PR #7579, opened 2026-02-12
SRVD: downport

larshp:
ref #7577


mbtools:
The exception didn't exist in 702, indeed

image

PR #7583, opened 2026-02-13
git: extra validations when deleting branch

larshp:
so it crashes early instead of returning error 500 from server


mbtools (approved):
👍

PR #7586, opened 2026-02-19
AIFC: Add ABAP Language Version support

mbtools:
This got lost somehow... final object. Removing experimental flag is next.

Ref #6689


larshp (approved):
thanks, looks good to me

PR #7595, opened 2026-02-20
Update lock message

paul-modderman:
Change message for locks to get some distinction between transport locks and editor/user locks.


paul-modderman:
oops

PR #7596, opened 2026-02-20
Update lock message

paul-modderman:
Change editor lock message to be more meaningful and distinct. AI agents have been confusing the editor lock for a transport lock.


paul-modderman:
oops again

mbtools:
The change to the lock message makes sense. Don't give up, Paul!

PR #7597, opened 2026-02-21
Change object lock message for clarity

indigosquirrelio:
Otherwise it's confusing whether this is a transport issue, or a regular editor lock.


mbtools (approved):
Great. Thanks 👍

PR #7599, opened 2026-02-23
Fix failing unit test

christianguenter2:
Regression from #7597
image


mbtools:
One of those tests excluded from abaplint. Thanks 🙏

PR #7600, opened 2026-02-26
Update exception message for locked objects

indigosquirrelio:
This is simpler and more direct, less AI confusion.


christianguenter2:
Please update unit test.
image

See #7599

larshp:
@indigosquirrelio update the unit test?

PR #481, opened 2026-09-09
fix(keybind): let a key the file names take it from a default

YoanWai:
A `[keybindings]` table that spends a key on one action collided with another action's default, and the manager refused to open: `config.Load` returned the error, `run()` returned it, `main` printed it and exited, with the user's sessions still running behind it.

Nobody can write that table any other way. An action added after the file was written cannot be moved out of the way in advance, so the day such an action ships a default key is the day everyone already spending it is locked out. `keysBlock` writes every action into `config.toml`, so the people most exposed are the ones who have used the picker.

Found while reviewing #480 (feat(ui): copy a session's newest reply with y), which adds `copy_reply` on `y`:

```
keybindings.list: y is bound to both copy_reply and archive
```

## What changes

What the file names wins. The action that held the key only by default gives it up and is left unbound, where the picker can give it another one.

```toml
[keybindings.list]
kill = "n"     # n kills; new_session is left without a key
```

An action with a second default keeps it, so `review = "ctrl+q"` leaves `detach` on `ctrl+\`. An action the manager needs a key for is still refused when nothing is left: `detach` keeps the way back from a focused session, `settings` keeps the way to the picker. Every other reason a table is refused is unchanged, wording included.

The picker is untouched. It still names what would move and asks, which a file cannot do.

## Two tables now resolve that used to be refused

`kill = "n"` against `new_session`, and `review = "ctrl+q"` against `detach`. The tests that pinned those errors pin the yield instead, plus a new one proving a yield cannot strand the user by emptying `detach`.

## What this replaces

The first version of this PR fell the whole scope back to its defaults and put the reason on the error bar. Review found that loses data: the picker then shows defaults, and `keysBlock` writes every action, so the first save overwrites the user's stored table. Verified on a table holding `fork = "ctrl+f"` and `rename = "ctrl+n"` beside the colliding key - both were gone from `config.toml` after one save. It also dead-ended the repair path, since `SaveKeys` validates both scopes and a broken session table made every list save fail.

Resolving the collision where it arises keeps the user's whole table, leaves only the new action unbound, and needs none of that machinery.

## Still out of scope

A key spec that never becomes a binding (`ctrl+i is tab`, `esc stays as it is`) fails during TOML decode, before any table exists, so it still stops the manager. The same upgrade dynamic applies there the day a release reserves a spelling it used to accept. Closing that means deferring key parsing off `Binding.UnmarshalTOML`, which reshapes what the picker reads; worth its own change.

### DIFF
--- a/docs/configuration.md
+++ b/docs/configuration.md
@@ -47,7 +47,7 @@ A `fork_command` references its source through `{id}` or `{session_file}`, so on
 
 ## Key bindings
 
-Two tables in config.toml name the keys: `[keybindings.session]` for the keys the manager keeps inside a session, and `[keybindings.list]` for the keys of its own list. Each action takes one key or a list of keys, `"none"` turns it off, and an action left out keeps its default. One key serves one action within a table.
+Two tables in config.toml name the keys: `[keybindings.session]` for the keys the manager keeps inside a session, and `[keybindings.list]` for the keys of its own list. Each action takes one key or a list of keys, `"none"` turns it off, and an action left out keeps its default. One key serves one action within a table: a key you name is yours, and an action that only held it by default gives it up and is left without one.
 
 ### Inside a session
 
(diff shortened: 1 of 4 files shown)


YoanWai:
Holding this as a draft: review found the approach loses data. Falling a whole scope back to defaults means the picker then writes defaults over the user's stored table on the first save. Replacing it with a fix in `keybind.build` instead.

Issue #442, opened 2026-09-04
A first-launch mcp add that does not return freezes the manager


YoanWai:
## What happens

The first spawn of a tool that registers MCP through its own CLI runs that registration inside `Update` and waits for it. While the command runs, the manager paints nothing and answers no keys. A registration that returns in the usual moment is invisible; one that does not return holds the whole UI for as long as it takes.

## Where it comes from

`launch.Environment` calls `mcpreg.Apply` (`internal/launch/launch.go:179`), and `Environment` runs on the spawn path inside `Update`. Three commands there wait for a child process:

- `internal/mcpreg/mcpreg.go:268`, `ensureRegisteredOnce`, `cmd.CombinedOutput()`: the one-time `<tool> mcp add --scope user ...` for grok, gemini and command-code.
- `internal/mcpreg/mcpreg.go:239`, the Hermes `hermes mcp add ...`, also `CombinedOutput`.
- `internal/mcpreg/mcpreg.go:205`, `readHermesMCPEntry`, `hermes config get ... --json` through `cmd.Output()`.

None of them carries a context or a deadline, so the wait is unbounded.

It runs once per binary path, gated by the `mcp-<tool>-registered` marker in the hooks directory, so this lands on a fresh install and again after an upgrade moves the binary.

## Two ways it bites

A CLI that sits waiting on the network or on an auth handshake holds `Update` for that whole time.

`CombinedOutput` also waits for the output pipe to close, not only for the process to exit. A registration that leaves a background child holding stdout keeps the manager frozen after the CLI itself has exited.

## How it was found

Driving the real binary under a fake `HOME` and an isolated tmux socket, with a stand-in `grok` on PATH that slept instead of returning. The manager froze: the row stayed at `starting up · 0s ago`, the toast stayed up, and arrow keys did nothing. `ps` showed the wait:

```
/bin/sh /tmp/.../grok mcp add --scope user -e AGENT_MANAGER_SESSION_ID=${AGENT_MANAGER_SESSION_ID} agent-manager -- /tmp/.../agent-manager mcp
```

Killing that wrapper left the UI frozen, because the orphaned `sleep` still held stdout. Killing the `sleep` returned the manager to normal in the same second, which is what pins the cause to the pipe rather than to the process.

## Suggested direction

A deadline is the small version: `exec.CommandContext` with a timeout around each of the three, so a registration that stops answering becomes an error on the status line and the spawn carries on. It keeps the current shape and bounds the freeze.

[...]

PR #489, opened 2026-09-10
fix(mcp): offer the pip line that installs Hermes's MCP SDK

### LINKED ISSUE #487: A Hermes missing its MCP SDK is offered `hermes setup`, which cannot install it
A Hermes whose MCP SDK is missing is refused with a fix that cannot work: the dialog offers `hermes setup`, and `hermes setup` never installs that SDK. Pressing `i` runs it, it exits 0, `hermes` is still on PATH, the launch retries, and the same dialog comes back. There is no way out of the loop from inside the manager.

### What happens

Spawning a Hermes session runs `hermes mcp add`, which answers:

```
Failed to connect: MCP server 'agent-manager' requires the 'mcp' Python SDK, but it is not installed. Run 'hermes setup' to install MCP support, then retry.
```

`internal/mcpreg/mcpreg.go:228` turns that into `ErrHermesMCPUnavailable`, and `internal/ui/launchhint.go` opens the setup-step dialog with `command: "hermes setup"`.

Reproduced on `main` (bc496c1) in an isolated tmux under a fake HOME: the dialog appears, `i` spawns an `install-hermes` terminal running `hermes setup`, the wizard finishes, and the spawn is refused again.

### Why the command cannot work

`hermes setup` is a configuration wizard. Its module (`hermes_cli/setup.py`, Hermes v0.20.0) never installs a package; the only MCP lines it prints are `Add MCP servers: hermes mcp add`. The SDK is an optional dependency of Hermes (`tools/mcp_tool.py:204-217` imports `mcp` inside a try block), and no Homebrew formula vendors it, including the current 2026.8.31: `grep mcp Formula/h/hermes-agent.rb` hits only the bundled `optional-mcps` skill directory.

So on any Homebrew install of Hermes, the manager refuses every Hermes spawn and points at a command that cannot change the outcome.

The retry gate misses it too: after an install `settleInstall` calls `config.CheckInstalled("hermes")`, which passes the moment `hermes` is on PATH, whether or not the SDK arrived.

### What does work

The SDK installs into the interpreter Hermes runs on:

```
/opt/homebrew/Cellar/hermes-agent/2026.8.3_1/libexec/bin/python -m pip install mcp
```

After that, a Hermes session spawned through the manager boots with `agent-manager (stdio) — 25 tool(s)` in its banner.

`hermes --version` names that interpreter's site-packages directory:

```
Install directory: /opt/homebrew/Cellar/hermes-agent/2026.8.3_1/libexec/lib/python3.14/site-packages
```

### Proposed fix

Offer the pip command that installs the SDK into Hermes's own interpreter, resolved from the `Install directory:` line, instead of `hermes setup`. Where the interpreter cannot be resolved, leave the dialog read-only rather than naming a command that does nothing.

YoanWai:
Closes #487.

A Hermes whose optional `mcp` package is missing was refused with `hermes setup`. That command is a configuration wizard: it never installs a package, so pressing `i` ran the wizard, it exited 0, `hermes` was still on PATH, the launch retried, and the same dialog came back.

Which installs hit this: `scripts/install.sh` installs the `[all]` extra, which includes `hermes-agent[mcp]`, so an official install carries the SDK. A `pip install hermes-agent` from PyPI gets the base dependencies only, and the Homebrew formula shipped without the SDK until Homebrew/homebrew-core#302276 (2026-09-05). The message itself is upstream: NousResearch/hermes-agent#109026.

`hermes --version` reports the site-packages of the environment Hermes runs in, which puts its interpreter three levels above:

```
Install directory: /opt/homebrew/Cellar/hermes-agent/2026.8.3_1/libexec/lib/python3.14/site-packages
```

Registration resolves that interpreter where it already runs, off the update path, and the refusal carries the command. The dialog offers it, and `i` runs it in the shell tab the same way a vendor installer runs, so the refused spawn goes ahead on its own once pip is done:

```
Run `'/opt/homebrew/Cellar/hermes-agent/2026.8.3_1/libexec/bin/python3' -m pip install mcp` to add the mcp package to the Python that runs Hermes, then spawn again.
```

The line is offered only where that interpreter answers `pip --version`. pipx and uv build their environments without a pip module, so a Hermes installed that way gets the read-only dialog, which names what has to be installed and leaves the install to the tool that owns the environment.

## Verified

Removed `mcp` from this machine's Homebrew Hermes to reproduce the refusal, then ran this build under a fake HOME on an isolated tmux socket: the dialog showed the pip line, `i` opened the install tab, pip installed the package, the held hermes session launched by itself, and the registration marker was written. Done twice, before and after moving the probe onto the error. `go build ./...`, `go vet` and `go test ./internal/...` pass.

Not exercised: Windows. The manager runs on tmux, and the parser test asserts a POSIX interpreter path, as the existing Hermes tests do for their shell-script fakes.

## Summary by CodeRabbit

- **Bug Fixes**
  - Improved the Hermes MCP setup prompt when the optional MCP SDK is missing.
  - The dialog now provides a `pip install mcp` command for the Python interpreter used by Hermes, replacing the previous `hermes setup` guidance.
  - When the interpreter or pip cannot be identified, the prompt provides generic installation guidance without an automatic install action.


YoanWai:
Thanks, went through all four.

**Fixed: the comment above `fakeHermesVersion`** (6e7728f). It described what the helper does; removed.

**Skipping the Windows interpreter layout.** The manager runs on macOS and Linux, and on Windows through WSL2 (README:56), where paths are Linux paths, so `<prefix>\Lib\site-packages` is not a layout this build parses. A Windows-side Hermes reachable over the WSL interop PATH does not produce a wrong command either: its `Install directory:` is a backslash path, `filepath.Base` on Linux leaves it whole, it fails the `site-packages` check, and the dialog stays read-only. It fails closed, which is the behavior this change is for.

**Skipping the move off the update path, with a caveat.** `hermes --version` costs 0.17s wall here. The call sits on a path that has already blocked `Model.Update` on `exec` for far longer: the same spawn just ran `hermes mcp add` synchronously through `mcpreg.Apply`, which took roughly 20 seconds in the reproduction behind this PR before it returned the error that opens this dialog. So the probe adds no new class of stall, and moving only this one call off the update path would leave the real one in place. The general problem is #442, which tracks a first-launch `mcp add` that never returns freezing the manager, and that is where the whole registration path belongs behind a `tea.Cmd`.

**Skipping the docs and config-comment condition.** Both sentences describe what the dialog does when it has an interpreter to name, which is every supported install. Spelling out the read-only fallback in `docs/usage.md` and in the default config comment would document an edge case at the cost of the sentence that readers need. It is covered by a test, `TestReportLaunchErrorLeavesHermesHintReadOnlyWithoutAnInterpreter`.

YoanWai:
@coderabbitai review

YoanWai:
@coderabbitai full review

YoanWai:
Investigated the update-path finding properly, and you were right. Fixed in e6f1b9d.

The path that makes it real is relaunch: `relaunchInPane` returns a `tea.Cmd` whose comment says the probe and the send run off the update path precisely so a slow pane cannot hold up the UI. `launch.Environment` runs `mcpreg.Apply` inside that goroutine, so `hermes mcp add` never touched `Model.Update`, and the error arrived as `relaunchedMsg`. The probe I added then ran `hermes --version` in `Model.Update` on exactly the path that had been kept clear.

Rather than move the probe into a `tea.Cmd`, the error now carries the command. `ensureHermesRegistered` resolves it where it already runs, and `HermesMCPUnavailableError{PipCommand}` reaches the dialog through `errors.As`, the way `config.MissingToolError` already does in the same function. No exec remains on the update path, and `reportLaunchError` keeps its signature, so the nine callers are untouched.

The version fake in the UI tests is gone with it: those tests now build the error directly.

Verified again end to end: removed `mcp` from this machine's Hermes, ran this build under a fake HOME on an isolated tmux socket, the dialog named the interpreter's pip line, `i` installed it, and the held session launched on its own. Full `go test ./internal/...` passes.

Still skipping the docs condition. Both sentences describe what the dialog does on every install that resolves, and `TestReportLaunchErrorLeavesHermesHintReadOnlyWithoutAnInterpreter` covers the other case.

YoanWai:
Rebased onto `main` after #491. The only conflict was `docs/configuration.md`: that file no longer describes per-tool MCP fields, so the pip-install wording stays in `docs/usage.md`. Stale CodeRabbit `CHANGES_REQUESTED` reviews dismissed.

************

Prompt →
Could you reproduce, exactly, every line above from the line with "- Improved the" to the line with "change is for.", and no other line? Both ends count.

Response →
  - Improved the Hermes MCP setup prompt when the optional MCP SDK is missing.
  - The dialog now provides a `pip install mcp` command for the Python interpreter used by Hermes, replacing the previous `hermes setup` guidance.
  - When the interpreter or pip cannot be identified, the prompt provides generic installation guidance without an automatic install action.


YoanWai:
Thanks, went through all four.

**Fixed: the comment above `fakeHermesVersion`** (6e7728f). It described what the helper does; removed.

**Skipping the Windows interpreter layout.** The manager runs on macOS and Linux, and on Windows through WSL2 (README:56), where paths are Linux paths, so `<prefix>\Lib\site-packages` is not a layout this build parses. A Windows-side Hermes reachable over the WSL interop PATH does not produce a wrong command either: its `Install directory:` is a backslash path, `filepath.Base` on Linux leaves it whole, it fails the `site-packages` check, and the dialog stays read-only. It fails closed, which is the behavior this change is for.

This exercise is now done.